After pasting the data into the input box we do a test to see whether there is a difference in mean BMI between males and females. For this we dichotomize the independent explanatory factor variable in the first column into males and females by maintaining the default of 2 in the top "factor values" box. Php sends the following info to the t-test input page:

"t-testCopy.php?u1=25.2&u2=27.3&n1=5&n2=9&sd1=2.38&sd2=5.22&RowSplit=2&ColSplit=ContV&read=15&invallid=1"

Mean BMI for n1=5 males u1=25.2 (sd 2.38); mean BMI for n2=9 females u2=27.3 (sd 5.22). The address bar further shows that the program read 15 cases of which the one without the respondent's gender was invallid.

Following we want to know percentages overweight, men and woman. We dichotomize BMI into normal weight, BMI less then 25, and overweight, BMI 25 and above. Php sends the following info to the t-test input page:

"t-testCopy.php?u1=0.4&u2=0.222&n1=5&n2=9&sd1=0&sd2=0&RowSplit=2.00&ColSplit=25&read=6.5&invallid=1"

The t-test shows that 40% (u1=0.4*100) of the males are normal weigth, against 22.2% (u2=0.22*100) of the females.

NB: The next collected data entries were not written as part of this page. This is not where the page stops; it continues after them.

PR #2903, opened 2025-06-12
[ENG-7207] fix: Adds an allowlist to avoid to evaluate native priorityClasses

ulyssessouza:
/kind bugfix

Resolves ENG-7207


zerbitx (approved):
lgtm

PR #399, opened 2021-10-29
Update level, year for legacy template

noisecapella:
#### Pre-Flight checklist

- [x] Testing
  - [x] Code is tested
  - [x] Changes have been manually tested

#### What are the relevant tickets?
Related to #398 

#### What's this PR do?
I overlooked the legacy course JSON data when updating how we handle levels

#### How should this be manually tested?
Convert a course, and compare the directories. The course legacy JSON file should have a simple array of levels instead of a `{ level, url }` data structure.

PR #402, opened 2021-11-01
Change term to be only the semester without year

noisecapella:
#### Pre-Flight checklist

- [ ] Testing
  - [ ] Code is tested

Related to #399 

#### What's this PR do?
Updates term to be only the "Fall", "Summer", "Spring", or "January IAP" part of the string. The year is not included anymore since it is now in its own field.

Convert a course and verify that only the term has changed, not including the year part


abeglova (approved):
LGTM

PR #409, opened 2021-11-17
Add image metadata

noisecapella:
#### Pre-Flight checklist

- [x] Testing
  - [x] Code is tested

Part of https://github.com/mitodl/ocw-hugo-themes/issues/260

#### What's this PR do?
Adds `image_metadata` for image resources. For the course image or thumbnail it will use the same alt text that we use in the legacy JSON

Convert `1-00-introduction-to-computers-and-engineering-problem-solving-spring-2012`. Look at the course image and thumbnail uids in the `course.json` file. The uids will match `1-00s12.md` and `1-00s12-th.md`. Look in both of those files. You should see a `image_metadata` section which says "One big and one small circuit board" for the alt text, and "This phidget kit features one of the many tools" in the caption

### DIFF
--- a/src/markdown_generators.js
+++ b/src/markdown_generators.js
@@ -70,7 +70,7 @@ const generateResourceMarkdown = (courseData, pathLookup) => {
 
       return {
         name: `${resourcePath}.md`,
-        data: generateResourceMarkdownForFile(file, courseData)
+        data: generateResourceMarkdownForFile(file, courseData, pathLookup)
       }
     } catch (err) {
       loggers.fileLogger.error(err)
@@ -227,7 +227,7 @@ const getResourceType = mimeType => {
   }
 }
 
-const generateResourceMarkdownForFile = (file, courseData) => {
+const generateResourceMarkdownForFile = (file, courseData, pathLookup) => {
   /**
   Generate the front matter metadata for a PDF file
   */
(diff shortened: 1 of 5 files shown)


src/markdown_generators.js
```diff
@@ -227,19 +227,41 @@ const getResourceType = mimeType => {
...
+    const alt = isCourseImage
+      ? courseData["image_alternate_text"]
+      : file["alt_text"]
+    const caption = isCourseImage
+      ? courseData["image_caption_text"]
+      : file["caption"]
+
+    frontMatter["image_metadata"] = {
+      ["image-alt"]: alt || "",
+      caption:       caption || "",
```
gumaerc, line 260: Can we wrap this in `html2markdown(fixLinks(`?  I tested converting all courses and a number of the captions not only have HTML in them but also have `resolveuid` links in them.  Raw HTML in these fields will come through as raw text if this is rendered in Hugo.

gumaerc (changes requested):
Looks good overall, just one concern about the `caption` field:

src/markdown_generators.js
noisecapella: Sure, I'll also do this for the legacy JSON

gumaerc (approved):
:+1: LGTM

Lastly, we want to know if our sample differs significantly from the population average. We set the split value in the "factor values" box to 0, to categorize all respondents into one group, and leave the value "ContV" in the "Outcome values" box. Php sends the following info to the t-test input page:

"t-testCopy.php?u1=Exp.Here!&u2=26.57&n1=0&n2=14&sd1=0&sd2=4.43&RowSplit=0&ColSplit=b&read=15&invallid=1"

Mean BMI for all n2=14 respondents equals u2=26.57 (sd=4.43). You can input the expected value for the whole population behind the u1 parameter and reload or put it in the expected value input box on the t-test input page.

Lastly, for a demonstration of the pairwise t-test the example on the pairwise help page is used. We input the data of the table on this helppage into the input field, give both the "factor values" and the "Outcome values" box a non numerical value. Php sends the following info to the pairwise input page:

"pairwiseCopy.php?mean=5.8&n=10&sd=5.43&ttest&RowSplit=a&ColSplit=b&read=10&invallid=0"

Mean change 5.8, number of cases 10, sd of change 5.43, perform t-test, send to pairwise, 10 cases read, none invallid.